Give back every entry below, exactly as written.
● ● ● ● ●
PR #693, opened 2023-02-10
place "add account" button in the header

domnikov-timofei:


smelnikov (approved):
Maybe we can add a tooltip when hovering over the button?

src/ui/components/pages/otherAccounts.module.css
```diff
@@ -10,10 +10,17 @@
...
   top: 0;
   padding: 14px;
+  display: flex;
+  align-items: center;
+  justify-content: space-between;
   border-bottom: 1px solid #edf0f4;
   background: #fff;
 }
 
+.header .addAccountButton {
```
faergeek, line 20: Better extract the rule defining `margin` and use it where needed than overriding existing rule when it's not needed

src/ui/components/pages/otherAccounts.module.css
```diff
@@ -55,3 +62,9 @@
 .addAccountButton:hover {
   background-color: #edf0f4;
 }
+
+.addAccountButton.addAccountButtonSmall {
```
faergeek, line 66: Same thing here. Better split into `.addAccountButton`, `.addAccountButton_text` (or `*_full`, `*_normal`, whatever) and `.addAccountButton_icon` (or `*_small`) rules to avoid overriding. In general, adding is easier to reason about than overriding.

src/ui/components/pages/otherAccounts.tsx
```diff
@@ -60,6 +61,22 @@ export function OtherAccountsPage() {
...
         <h2 className={styles.title}>{t('otherAccounts.title')}</h2>
+
+        <button
+          className={clsx(
+            styles.addAccountButton,
+            styles.addAccountButtonSmall
+          )}
+          data-testid="addAccountButton"
+          type="button"
+          onClick={() => {
```
faergeek, line 72: Better extract this function than duplicating. I doubt it would ever be different on one of these buttons, so it makes sense just to reuse this code. Doesn't matter if it's small, it's just meant to be the same.

src/ui/components/pages/otherAccounts.tsx
```diff
@@ -60,6 +61,22 @@ export function OtherAccountsPage() {
     <div className={styles.root} data-testid="otherAccountsPage">
       <header className={styles.header}>
         <h2 className={styles.title}>{t('otherAccounts.title')}</h2>
+
+        <button
+          className={clsx(
+            styles.addAccountButton,
+            styles.addAccountButtonSmall
+          )}
+          data-testid="addAccountButton"
```
faergeek, line 70: Not sure if it makes sense to set this `data-testid` on both buttons

faergeek (changes requested):

src/ui/components/pages/otherAccounts.tsx
```diff
@@ -51,6 +53,11 @@ export function OtherAccountsPage() {
     ])
   );
 
+  const addAccount = useCallback(() => {
```
faergeek, line 56: Usually there needs to be a real reason for using `useCallback` or `useMemo` instead of using it for everywhere upfront without measuring if it makes any difference :-)

faergeek (approved):

PR #1059, opened 2023-07-06
Fix attachment style

domnikov-timofei:


src/messages/transaction/common/base58.module.css
```diff
@@ -4,6 +4,7 @@
   border-radius: 2px;
   background: #f8f9fb;
   font-family: monospace;
+  word-break: break-all;
```
faergeek, line 7: `overflow-wrap: anywhere;` would be a bit nicer

faergeek (approved):

PR #1013, opened 2025-04-06
go.mod: specify full version (1.23.0)

bnewbold:
For the automatic go toolchain stuff to work, we need the full version, including patch (not just minor)

### DIFF
--- a/go.mod
+++ b/go.mod
@@ -1,6 +1,7 @@
 module github.com/bluesky-social/indigo
 
-go 1.23.0
+go 1.23
+toolchain go1.23.8
 
 require (
 	contrib.go.opencensus.io/exporter/prometheus v0.4.2
--- a/go.mod
+++ b/go.mod
@@ -1,6 +1,6 @@
 module github.com/bluesky-social/indigo
 
-go 1.23
+go 1.23.0
 
 require (
 	contrib.go.opencensus.io/exporter/prometheus v0.4.2


jcalabro (approved):
I try and avoid using `*.0` releases - usually like to yank in the bug releases that come through on patches. Though since this is partially at least consumed as a library, are we intentionally trying to target oldest still-supported versions?

Perhaps 1.23.8 would be better?

bnewbold:
I'm trying to remember why I actually wanted this change; I had a TODO note from weeks ago.

Looking over the docs:

- https://go.dev/ref/mod#go-mod-file-go
- https://go.dev/doc/toolchain

I think maybe what I actually wanted was a `toolchain` line; and needed full version (not just patch) in that context (eg, `go1.23.0` works but `go1.23` does not). What I vaguely remember was having an Ubuntu 22.04 (or 24.04?) server with go 1.22, and couldn't compile something from this repo. With the recent go toolchain stuff, I was able to get it working by setting a `toolchain` line so it would download an updated toolchain, but it needed the patch version specified?

So maybe this PR should be:

```
go 1.23
toolchain go1.23.8
```

This would keep the "minimum golang version" low (to maximize reuse/compatibility when folks are using `indigo` as an SDK in other projects), but ensure a more recent toolchain is used when we do builds for images/executables and our own prod services.

We do tend to wait on actual upgrades until there is a bugfix patch version of the new go toolchain.

(this PR in particular isn't urgent for me right now, but I am in favor of having our versioning situation clean both for us and downstream projects)

bnewbold:
Ok, hit this again today and think I can reproduce what happened:

```
ubuntu@host:~$ go version
go version go1.22.2 linux/amd64

ubuntu@host:~$ head -n1 /etc/os-release 
PRETTY_NAME="Ubuntu 24.04.2 LTS"

ubuntu@host:~/indigo$ go build ./cmd/relay/
go: downloading go1.23 (linux/amd64)
go: download go1.23 for linux/amd64: toolchain not available
```

If I set:

```
go 1.23
toolchain go1.23.8
```

then it works as expected: downloads newer toolchain and builds.

jcalabro (approved):
Cool! I actually didn't know this; I've never knowingly used the auto-toolchain stuff before (I pin my versions and typically manage it all myself, but I also don't work across many Go codebases at once, so this is a neat feature for those that do!)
● ● ● ● ●
▶ [RESPONSE]:
PR #693, opened 2023-02-10
place "add account" button in the header

domnikov-timofei:


smelnikov (approved):
Maybe we can add a tooltip when hovering over the button?

src/ui/components/pages/otherAccounts.module.css
```diff
@@ -10,10 +10,17 @@
...
   top: 0;
   padding: 14px;
+  display: flex;
+  align-items: center;
+  justify-content: space-between;
   border-bottom: 1px solid #edf0f4;
   background: #fff;
 }
 
+.header .addAccountButton {
```
faergeek, line 20: Better extract the rule defining `margin` and use it where needed than overriding existing rule when it's not needed

src/ui/components/pages/otherAccounts.module.css
```diff
@@ -55,3 +62,9 @@
 .addAccountButton:hover {
   background-color: #edf0f4;
 }
+
+.addAccountButton.addAccountButtonSmall {
```
faergeek, line 66: Same thing here. Better split into `.addAccountButton`, `.addAccountButton_text` (or `*_full`, `*_normal`, whatever) and `.addAccountButton_icon` (or `*_small`) rules to avoid overriding. In general, adding is easier to reason about than overriding.

src/ui/components/pages/otherAccounts.tsx
```diff
@@ -60,6 +61,22 @@ export function OtherAccountsPage() {
...
         <h2 className={styles.title}>{t('otherAccounts.title')}</h2>
+
+        <button
+          className={clsx(
+            styles.addAccountButton,
+            styles.addAccountButtonSmall
+          )}
+          data-testid="addAccountButton"
+          type="button"
+          onClick={() => {
```
faergeek, line 72: Better extract this function than duplicating. I doubt it would ever be different on one of these buttons, so it makes sense just to reuse this code. Doesn't matter if it's small, it's just meant to be the same.

src/ui/components/pages/otherAccounts.tsx
```diff
@@ -60,6 +61,22 @@ export function OtherAccountsPage() {
     <div className={styles.root} data-testid="otherAccountsPage">
       <header className={styles.header}>
         <h2 className={styles.title}>{t('otherAccounts.title')}</h2>
+
+        <button
+          className={clsx(
+            styles.addAccountButton,
+            styles.addAccountButtonSmall
+          )}
+          data-testid="addAccountButton"
```
faergeek, line 70: Not sure if it makes sense to set this `data-testid` on both buttons

faergeek (changes requested):

src/ui/components/pages/otherAccounts.tsx
```diff
@@ -51,6 +53,11 @@ export function OtherAccountsPage() {
     ])
   );
 
+  const addAccount = useCallback(() => {
```
faergeek, line 56: Usually there needs to be a real reason for using `useCallback` or `useMemo` instead of using it for everywhere upfront without measuring if it makes any difference :-)

faergeek (approved):

PR #1059, opened 2023-07-06
Fix attachment style

domnikov-timofei:


src/messages/transaction/common/base58.module.css
```diff
@@ -4,6 +4,7 @@
   border-radius: 2px;
   background: #f8f9fb;
   font-family: monospace;
+  word-break: break-all;
```
faergeek, line 7: `overflow-wrap: anywhere;` would be a bit nicer

faergeek (approved):

PR #1013, opened 2025-04-06
go.mod: specify full version (1.23.0)

bnewbold:
For the automatic go toolchain stuff to work, we need the full version, including patch (not just minor)

### DIFF
--- a/go.mod
+++ b/go.mod
@@ -1,6 +1,7 @@
 module github.com/bluesky-social/indigo
 
-go 1.23.0
+go 1.23
+toolchain go1.23.8
 
 require (
 	contrib.go.opencensus.io/exporter/prometheus v0.4.2
--- a/go.mod
+++ b/go.mod
@@ -1,6 +1,6 @@
 module github.com/bluesky-social/indigo
 
-go 1.23
+go 1.23.0
 
 require (
 	contrib.go.opencensus.io/exporter/prometheus v0.4.2


jcalabro (approved):
I try and avoid using `*.0` releases - usually like to yank in the bug releases that come through on patches. Though since this is partially at least consumed as a library, are we intentionally trying to target oldest still-supported versions?

Perhaps 1.23.8 would be better?

bnewbold:
I'm trying to remember why I actually wanted this change; I had a TODO note from weeks ago.

Looking over the docs:

- https://go.dev/ref/mod#go-mod-file-go
- https://go.dev/doc/toolchain

I think maybe what I actually wanted was a `toolchain` line; and needed full version (not just patch) in that context (eg, `go1.23.0` works but `go1.23` does not). What I vaguely remember was having an Ubuntu 22.04 (or 24.04?) server with go 1.22, and couldn't compile something from this repo. With the recent go toolchain stuff, I was able to get it working by setting a `toolchain` line so it would download an updated toolchain, but it needed the patch version specified?

So maybe this PR should be:

```
go 1.23
toolchain go1.23.8
```

This would keep the "minimum golang version" low (to maximize reuse/compatibility when folks are using `indigo` as an SDK in other projects), but ensure a more recent toolchain is used when we do builds for images/executables and our own prod services.

We do tend to wait on actual upgrades until there is a bugfix patch version of the new go toolchain.

(this PR in particular isn't urgent for me right now, but I am in favor of having our versioning situation clean both for us and downstream projects)

bnewbold:
Ok, hit this again today and think I can reproduce what happened:

```
ubuntu@host:~$ go version
go version go1.22.2 linux/amd64

ubuntu@host:~$ head -n1 /etc/os-release 
PRETTY_NAME="Ubuntu 24.04.2 LTS"

ubuntu@host:~/indigo$ go build ./cmd/relay/
go: downloading go1.23 (linux/amd64)
go: download go1.23 for linux/amd64: toolchain not available
```

If I set:

```
go 1.23
toolchain go1.23.8
```

then it works as expected: downloads newer toolchain and builds.

jcalabro (approved):
Cool! I actually didn't know this; I've never knowingly used the auto-toolchain stuff before (I pin my versions and typically manage it all myself, but I also don't work across many Go codebases at once, so this is a neat feature for those that do!)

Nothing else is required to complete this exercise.